Virologia

What we know so far about the Delta variant of Coronavirus

To further worsen the situation and overcast the ray of hope amid the COVID-19 pandemic, the highly transmittable delta variant of Coronavirus, also known as B1617.2, has spread to more than 74 countries worldwide – just 6 months after discovery in India. It is thought to be 43% to 60% more transmittable than the previous COVID-19 variants, making it approximately 30% – 100% more infectious than the alpha variant. Here a few concerns regarding its origin, transmissibility, hot-spots, and potential vaccine resistance shall be highlighted.

The SARS-CoV-2 virus-like all many other viruses can potentially mutate allowing to do slightly differ in certain features like transmissibility, and pathogenicity, etc. lately some ‘variants of concern’ (VOC) with the enhanced transmission, reduced vaccine effectiveness, and disease severity have emerged, which are difficult to detect with conventional methods and have deleterious health effects. They are choking the healthcare systems and raising concerns among the masses. So far, the WHO has identified four VOCs: alpha (B.1.1.7), beta (B.1.351), gamma (P.1), and delta.Delta variant is the talk of the town, which was first spotted in India and was named Delta by WHO. It has a double risk of hospitalization as compared to the Alpha variant.

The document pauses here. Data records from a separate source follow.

Issue #900, opened 2026-09-03
Package abstentions in check-caa / check-mx / check-ns return checkStatus 'error' with score 100 — never retried, cached, and misreadable as a pass


MadaBurns:
## Summary

Four package abstention paths return `checkStatus: 'error'` **with `score: 100`**, so `scan_domain`'s transient-zero retry never fires for them and the abstention is cached as if it were a stable measurement.

Sites (`packages/dns-checks/src/checks/`, origin/main @ 85e63ee8d):

- `check-caa.ts` — the `delegationStatus === 'unknown'` early return and the `lookupCaa` catch (two sites)
- `check-mx.ts` — the `queryDNS(domain, 'MX')` catch
- `check-ns.ts` — the NS-query catch (the two other `check-ns.ts` abstentions already return `score: 0, passed: false, partial: true` and are fine)

Each builds `buildCheckResult(cat, [info "not assessed"])` — an info-only finding set scores **100** — then spreads `checkStatus: 'error'` over it, without `partial: true`.

## Why it matters

- `shouldRetry` in `src/tools/scan-domain.ts` is `checkStatus === 'error' && score === 0`. These results are excluded from scoring (correct) but **never retried**, unlike `safeCheck` throws and the mta_sts abstention shipped in #898 — a transient resolver blip on caa/mx/ns is permanently unmeasured for that scan.
- No `partial: true` → the abstention is written to the 5-minute scan cache and re-served.
- The `score: 100` next to `checkStatus: 'error'` is the shape CLAUDE.md warns against: a consumer that reads `score`/`passed` without `checkStatus` (bv-web-prod consumes these package exports directly) sees a perfect score for a control nobody measured. The repo's standard non-answer contract is `checkStatus: 'error'` + `score: 0` + `partial: true` (`buildDnsErrorResult`, `check-mta-sts.ts` post-#898, the two already-correct `check-ns.ts` sites).

## Proposed

Route the four sites through one shared `buildNotAssessedResult(category, finding, status)` helper in `check-utils.ts` that emits `score: 0, passed: false, partial: true` alongside `checkStatus`, and pin the contract with a package-level audit test over every `checkStatus: 'error' | 'timeout'` return in `checks/`. Scoring is unaffected (excluded either way), so no `SCORING_MODEL_VERSION` bump — but the dns-checks package/corpus version moves per the lockstep rule.

Surfaced while fixing #889 (PR #898 residual 1).

[...]

Issue #638, opened 2026-08-07
Our own Cloudflare WAF blocks our own scanner: blackveilsecurity.com scores 100/A+ on 17 of 19 checks


MadaBurns:
Found by a live post-deploy accuracy sweep of prod 3.43.0.

## Observed

Two checks against our own flagship domain are blocked by our own Cloudflare WAF:

```
check_http_security(blackveilsecurity.com)
  -> "Cloudflare WAF challenge intercepted", httpStatus 403, checkStatus: error, score 0

check_mta_sts(blackveilsecurity.com)
  -> "Cloudflare WAF challenge intercepted - policy accessibility inconclusive"
     https://mta-sts.blackveilsecurity.com/.well-known/mta-sts.txt, httpStatus 403
```

Consequently `scan_domain(blackveilsecurity.com)` reports:

```json
"checkStatuses": {"mta_sts": "error", "http_security": "error"},
"inconclusiveCategories": ["mta_sts", "http_security"],
"evidence": {"attempted": 19, "completed": 17, "ratio": 0.894...},
"score": 100, "grade": "A+"
```

## Why it matters

1. **The advertised 100/A+ rests on 17 of 19 checks** — and the two unmeasured ones include HTTP security headers. The scoring behaviour is *correct* (inconclusive is excluded rather than zeroed, per the evidence-gate design) and `evidence.ratio` reports the shortfall honestly. But a marketing-visible perfect score that partly depends on unmeasurability is worth an explicit decision.
2. **Any Cloudflare-protected customer hits the same wall.** This is not specific to us — it is a systematic blind spot against a large slice of the addressable market.

## Secondary defect: contradictory flags

Both WAF-blocked responses set **both**:

```json
"inconclusive": true, "missingControl": true
```

Those are mutually exclusive by the model's own semantics — `missingControl` means "deterministically absent" (and zeroes the category), `inconclusive` means "could not be measured" (and excludes it). Today only the inconclusive path is taken, so the contradiction is latent; if that ordering ever changed, a WAF challenge would zero a category as though the control were genuinely missing.

## Suggested directions

- allowlist the scanner's egress at our own WAF so we can measure our own domain
- treat a WAF challenge as explicitly inconclusive and never set `missingControl` alongside it
- surface the evidence ratio next to any published score so "100/A+" is not read as "19/19 measured"

MadaBurns:
## Status: the code defect named here is fixed; the two operator-facing items remain

[...]

PR #956, opened 2026-09-09
fix(scoring): subdomain_takeover and dkim abstain when every probe fails (#948)

### LINKED ISSUE #948: Transient probe failures scored as verdicts: subdomain_takeover clean-100 (cached), DKIM high/50, dane_https/svcb_https 95, subdomailing/txt_hygiene 100
## Summary

Sibling class to #900. #900 was "a check abstains in the wrong SHAPE"; this is "a check does not abstain at all": a thrown DNS/HTTP probe is swallowed and the check returns a COMPLETED result (no `checkStatus`) carrying a confident verdict — a clean pass or a scored deficiency — for a measurement that never happened. Scoring cannot exclude it (`checkStatus` is what the engine gates on), `scan_domain`'s transient-zero retry cannot fire, and because nothing sets `partial`, the verdict is written to the 5-minute per-check cache.

Surfaced by the runtime abstention audit in #946 (`packages/dns-checks/src/__tests__/checks/abstention-shape.audit.test.ts`, `test/audits/check-abstention-shape.audit.test.ts`), which drives every check with a resolver/fetch that always throws. The audit asserts only the implication `checkStatus ⇒ not-assessed shape`, so these pass it vacuously; they are recorded there as the "completes with a verdict" set.

## Sites (origin/main @ 2ea9df099), worst first

1. **`packages/dns-checks/src/checks/subdomain-takeover-analysis.ts:468-470`** — the outer `catch { /* No CNAME or query failed; not critical. */ }` swallows a thrown CNAME lookup. Under a throwing resolver `check_subdomain_takeover` returns `"No dangling CNAME records found"` — `score: 100, passed: true`, no `checkStatus`, no `partial` — and that clean verdict is CACHED. A resolver outage reads as "no takeover vectors". (Reviewer of #946 confirmed via a dist probe.) The Worker wrapper's `markProbeInconclusive` handles a cut HTTP fingerprint probe correctly (#946 adds `partial` there), but a thrown DNS query never reaches it.
2. **`packages/dns-checks/src/checks/check-dkim.ts:44-49`** — `probeSelectorWithCname` swallows the TXT throw (`records = []`), so every selector reads as absent and the check emits `"No DKIM records found"` at `high` (score 50, `passed: true`). Scan-visible: DKIM is a core-tier category (10 in `mail_enabled`), so a resolver blip penalises a correctly-configured domain by up to −25 on that category.
3. `check_dane_https` / `check_svcb_https` — thrown TLSA / HTTPS-RR lookups read as absent, scored `low` (95).
4. `check_subdomailing` — `extractSpfIncludeChain` swallows the throw and the check reports a clean 100 (documented as deliberate in `transient-inconclusive.test.ts`, but it is still a clean verdict from a probe that never completed).
5. `check_txt_hygiene` — clean 100 under a throwing resolver.

Non-scored tools that return a completed clean result under a throwing resolver (lower stakes, no scan impact): `check_agent_discovery`, `check_dbl`, `check_dnssec_chain` (`partial` but no `checkStatus`), `check_fast_flux`, `check_lookalikes`, `check_mx_reputation`, `check_nsec_walkability`, `check_rbl`, `check_shadow_domains`, `check_srv`, `check_zone_hygiene`.

## Why this is an operator call, not a drive-by fix

Every fix here MOVES scan scores: converting a swallowed throw into `buildNotAssessedResult` changes a category from "scored 50/95/100" to "excluded and renormalised" for every scan that hits a transient failure — the opposite direction of #900's fixes, which only touched already-excluded categories. Per the release skill's lockstep rule that is a `SCORING_MODEL_VERSION` bump with a history entry plus a package/corpus bump, and DKIM in particular re-grades customers. Recommend taking (1) and (2) first: (1) is a false clean on the one category whose whole point is catching an absence, and (2) is a false penalty on a core category.

The contract the fixes should land in is already pinned: `buildNotAssessedResult` (package) / `buildDnsErrorResult` (Worker), and the #946 audits will assert the shape the moment a site starts emitting `checkStatus`.

Refs #900, #946

MadaBurns:
Partially closes #948 — the two scan-visible sites. See **Scope** below.

**Scoring change — `SCORING_MODEL_VERSION` 1.25.0 → 1.26.0.** `@blackveil/dns-checks` 1.37.0 → 1.38.0 (`PARITY_CORPUS_VERSION` in lockstep) — bv-web-prod re-vendor required.

## The defect

Sibling class to #900. #900 was "a check abstains in the wrong **shape**"; this is "a check does not abstain **at all**". Both checks swallowed a thrown DNS query and returned a COMPLETED result — no `checkStatus`, no `partial` — carrying a confident verdict for a measurement that never happened. So the engine could not exclude the category (`checkStatus` is what it gates on), `scan_domain`'s transient-zero retry could not fire, and the false verdict was written to the 5-minute per-check cache.

| Check | Under a throwing resolver, before | After |
|---|---|---|
| `subdomain_takeover` | `"No dangling CNAME records found"`, score **100**, `passed: true`, **cached** | n/a (excluded) |
| `dkim` | `"No DKIM records found"` at `high`, score **50** | n/a (excluded) |

`subdomain_takeover` handed out a clean bill of health from the one check whose entire purpose is catching an absence. `dkim` is **core-tier** (weight 10 in `mail_enabled`), so a resolver blip cost a correctly-configured domain up to **−25** on that category.

## The fix

Both return `buildNotAssessedResult(..., 'error')` — score 0, `passed: false`, `partial: true`, `checkStatus: 'error'` — so the category is renormalised out of the weighted score and shown n/a rather than penalised or passed.

`'error'` and **not** `'timeout'` is load-bearing: `shouldRetry()` is error-only, so a `'timeout'` abstention would never self-heal within a scan. The findings are `info`, carry `inconclusive` + `errorKind: 'dns_error'`, and deliberately never `missingControl` (#638 law) — both #946 audits now pass **non-vacuously** for these checks for the first time.

## The rule is ZERO-answered, not a ratio

A **partial** failure still emits the existing verdict at its existing severity and score, and merely narrows its metadata to what actually answered — `selectorsChecked` becomes the answered selectors plus a new `selectorsUnmeasured`, and the clean takeover verdict gains `subdomainsUnmeasured`. A DKIM key found in **any** selector still returns a completed result no matter how many siblings failed: positive evidence is monotone and an unmeasured sibling cannot invalidate it.

A ratio threshold (e.g. "abstain below 60% answered") was considered and **rejected**: there is no measured per-query DoH throw rate for this fleet, so the number would have been picked from intuition while silently setting how often a core-tier category abstains in production. That is the unmeasured-threshold trap, and it can be added later with data.

## Cross-repo seam

`scanSubdomainForTakeover` keeps its exported signature **byte-identical** — bv-web-prod vendors this package as a tarball — so the new failure signal rides on an additive internal function. The 8 existing call sites in its spec needed no change (verified against the rebuilt `.d.ts`).

## Direction note

This **reverses direction** relative to 1.24.0/#900, which only reshaped already-excluded categories. This one newly **excludes** categories that were previously scored. Recorded plainly in the `SCORING_MODEL_VERSION` history entry. No domain whose probes answer changes by a single point.

Population cannot be sized from the corpus — the defect made affected scans indistinguishable from clean ones, which is precisely the problem.

## Scope

Two scan-visible sites only. `dane_https`, `svcb_https`, `subdomailing` and `txt_hygiene` carry the same defect at lower stakes and **remain open on #948**, so the DKIM re-grade is attributable on its own rather than mixed into five other movements.

## Tests

- `test/check-subdomain-takeover.spec.ts:177` pinned the bug as correct (1 info finding, score 100) — rewritten to assert the abstention shape.
- Added: only-some-probes-fail keeps the clean verdict with `subdomainsUnmeasured`; four DKIM boundary cases (all-throw → abstain; explicit-selector throw → abstain; one throws → `high` retained at score 50 with narrowed metadata; key found despite failures → completed).
- Corrected a now-false comment in `test/scan-domain.spec.ts` ("DKIM is excluded because it swallows DNS errors internally").
- `Tests 172 passed` + `159 passed` + `51 passed`; `npm run typecheck` clean; parity corpus contract green with only the version bump.


MadaBurns:
## Adversarial review — no functional defects; one false claim corrected (5e1e6d5)

The reviewer worked from the live PR diff rather than the local checkout, having noticed the shared workdir had drifted to a concurrent branch — the right call, and worth noting for anyone reproducing.

### Corrected: a comment that stated something untrue about a cross-repo seam

The reviewer flagged (at ~40 confidence, below their reporting bar) that the justification on the `scanSubdomainForTakeover` wrapper asserts the name is barrel-exported, appears in the published `.d.ts`, and is compiled against by bv-web-prod through the vendored tarball. **They were right that this is false**, and I verified it:

- `scanSubdomainForTakeover` is **not** re-exported from `packages/dns-checks/src/index.ts`
- the manifest's `exports` map offers only `.`, `./scoring`, `./whois`, `./cert` — **no subpath reaches** `checks/subdomain-takeover-analysis`

So no downstream tarball consumer can import the symbol, and its signature could not break one. This is precisely the trap fleet doctrine names — *verify a vendored package's `exports`, never infer the public surface from a filename* — and the comment would have taught the next reader a false constraint about a cross-repo seam.

**The wrapper is kept**, but for the smaller honest reason: eight call sites in `test/subdomain-takeover-analysis.spec.ts` use that signature, and churning them to destructure `.findings` would add diff noise to a scoring fix for no benefit. The corrected comment says so, and says plainly that deleting the name later is safe. Comment only; 48 tests pass unchanged.

### Verified clean — including the one that would have been catastrophic

**Could a legitimate NXDOMAIN trigger the abstention?** No. Traced through `queryDnsUncached` → `queryDnsRecords` → `makeQueryDNS`: an NXDOMAIN or NOERROR-empty-answer returns `{ Answer: [] }` and maps to `[]` **without throwing**. `answered` / `cnameQueryFailed` are cleared only by a genuine transport failure (`DnsQueryError`). Independently corroborated by the existing *unmodified* test that mocks `queryDNS → []` and still gets the normal `high` "not found" verdict rather than an abstention.

That was the failure mode worth fearing: if a successful NXDOMAIN had cleared `answered`, DKIM would have abstained on **every domain that simply has no DKIM** — silently removing a core category from scoring fleet-wide.

Also confirmed by reading: every `findings.push` sits behind `if (result.records.length > 0)`, so `findings` is provably empty at the abstention point; both call sites pass `'error'` (matching `shouldRetry`'s error-only condition); neither abstention finding sets `missingControl`; `applyProviderDkimContext` only touches a `high`-severity `/No DKIM records found/i` finding, so the `info` abstention passes through with `checkStatus`/`partial` intact; `markProbeInconclusive` cannot fire on the zero-CNAME path because `fetchFn` is never reached; post-processing's downgrades only touch `critical`/`high`; and all three version surfaces moved together.

**On the rewritten test:** the reviewer pulled the actual patch and confirmed the old case was literally named `handles outer CNAME query failure gracefully` while asserting the *false clean verdict* as correct. The rewrite asserts the real contract, and the DKIM test file diff is `+61 / -0` — no assertion was removed or weakened anywhere.

*Caveat:* this reviewer had no shell access, so the above is verified by reading and tracing, not execution. The build, the parity-corpus contract, and the specs were run separately — `172 passed`, `159 passed`, `51 passed`, typecheck clean.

Though validation of the structural analysis is going to take some time, a recent (preprint and non-yet-peer-reviewed) study advocates that 3 mutations in the spike protein of the SARS-Cov-2 could have made the Delta variant more transmissible, by empowering the virus with ease of binding to human ACE2 receptor.

The recent surge of COVID-19 cases in India in early 2021 is blamed on the Delta variant.  Clinical epidemiologist Gurdasani believes that in addition to the spread of the mutation, several factors have played a role in the massive spread of the coronavirus in India.  He says, “I think it’s been a combination of very late action by governments to put basic public health measures in place and overconfidence that herd immunity had been reached before this,”.

In only 6 months period, it has made its way into the UK (90% of all cases) and the USA (6% of all cases). This variant is now accelerating in Canada too. In the United Kingdom, studies showed that children and adults under 50 were 2.5 times more likely to become infected.

Regarding the effectiveness of Vaccine against the Delta variant, data from Scotland indicated that vaccination with either AstraZeneca or Pfizer reduced hospitalizations and infections, though less than for the Alpha variant. The risk of hospitalization further reduces by 92% to 96 % with twodoses of immunizations by AstraZeneca and Pfizer respectively, according to the analysis by the UK. This reduction isn’t limited to hospitalization, but also some disease symptoms have been seen to reduce. This is why vaccination by 2 doses of either vaccine, is the major public health policy goal right now.

The top symptoms reported due to infection by Delta variant are headache, sore throat, runny nose, fever. A cough is becoming less common and loss of smell is no longer listed in the top 10 common symptoms anymore. Researchers are concerned people may mistake symptoms for a bad cold and avoid quarantine, helping the variant spread.